**What the task asks**
Find the word "then" in the data. Return every line where it appears.

**Data shown**
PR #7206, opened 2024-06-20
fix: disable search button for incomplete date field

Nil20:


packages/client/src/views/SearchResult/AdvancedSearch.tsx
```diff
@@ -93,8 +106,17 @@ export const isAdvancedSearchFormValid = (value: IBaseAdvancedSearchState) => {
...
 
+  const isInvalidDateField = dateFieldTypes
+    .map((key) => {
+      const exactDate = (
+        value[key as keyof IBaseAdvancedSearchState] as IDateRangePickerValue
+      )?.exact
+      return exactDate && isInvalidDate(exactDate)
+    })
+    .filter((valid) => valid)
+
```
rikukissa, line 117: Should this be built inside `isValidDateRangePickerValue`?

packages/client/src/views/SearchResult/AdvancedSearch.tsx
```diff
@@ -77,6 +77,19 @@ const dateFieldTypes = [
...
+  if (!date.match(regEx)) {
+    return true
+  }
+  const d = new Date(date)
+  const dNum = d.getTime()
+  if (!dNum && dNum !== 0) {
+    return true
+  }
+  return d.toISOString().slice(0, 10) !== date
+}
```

...

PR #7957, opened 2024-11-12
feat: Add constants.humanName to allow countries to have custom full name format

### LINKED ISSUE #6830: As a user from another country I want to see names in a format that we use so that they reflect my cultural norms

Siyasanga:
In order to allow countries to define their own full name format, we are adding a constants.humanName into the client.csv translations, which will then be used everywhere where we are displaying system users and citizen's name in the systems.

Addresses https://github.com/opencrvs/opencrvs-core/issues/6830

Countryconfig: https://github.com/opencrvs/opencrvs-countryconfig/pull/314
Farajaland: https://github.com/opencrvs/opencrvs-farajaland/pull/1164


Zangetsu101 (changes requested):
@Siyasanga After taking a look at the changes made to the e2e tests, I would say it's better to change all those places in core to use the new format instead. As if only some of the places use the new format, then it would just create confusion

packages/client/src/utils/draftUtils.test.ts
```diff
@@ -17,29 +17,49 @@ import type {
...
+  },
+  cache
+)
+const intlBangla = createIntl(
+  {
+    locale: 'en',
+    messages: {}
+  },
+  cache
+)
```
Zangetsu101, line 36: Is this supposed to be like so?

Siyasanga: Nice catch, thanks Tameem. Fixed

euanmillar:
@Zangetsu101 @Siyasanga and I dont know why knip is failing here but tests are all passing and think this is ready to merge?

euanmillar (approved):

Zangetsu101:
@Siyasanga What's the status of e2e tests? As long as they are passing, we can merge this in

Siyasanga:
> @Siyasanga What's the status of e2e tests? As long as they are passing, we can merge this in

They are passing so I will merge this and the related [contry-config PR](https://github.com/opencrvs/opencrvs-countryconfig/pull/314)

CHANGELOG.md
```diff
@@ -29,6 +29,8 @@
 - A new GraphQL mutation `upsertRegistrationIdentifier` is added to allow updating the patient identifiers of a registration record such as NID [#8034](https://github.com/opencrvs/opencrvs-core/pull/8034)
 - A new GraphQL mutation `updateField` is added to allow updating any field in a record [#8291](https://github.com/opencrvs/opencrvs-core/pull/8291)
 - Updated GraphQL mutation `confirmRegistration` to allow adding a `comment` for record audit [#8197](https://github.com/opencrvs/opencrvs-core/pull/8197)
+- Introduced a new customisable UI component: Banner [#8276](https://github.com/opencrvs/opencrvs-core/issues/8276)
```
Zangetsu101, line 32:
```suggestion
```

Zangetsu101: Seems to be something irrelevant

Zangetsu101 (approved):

**Answer**
In order to allow countries to define their own full name format, we are adding a constants.humanName into the client.csv translations, which will then be used everywhere where we are displaying system users and citizen's name in the systems.
@Siyasanga After taking a look at the changes made to the e2e tests, I would say it's better to change all those places in core to use the new format instead. As if only some of the places use the new format, then it would just create confusion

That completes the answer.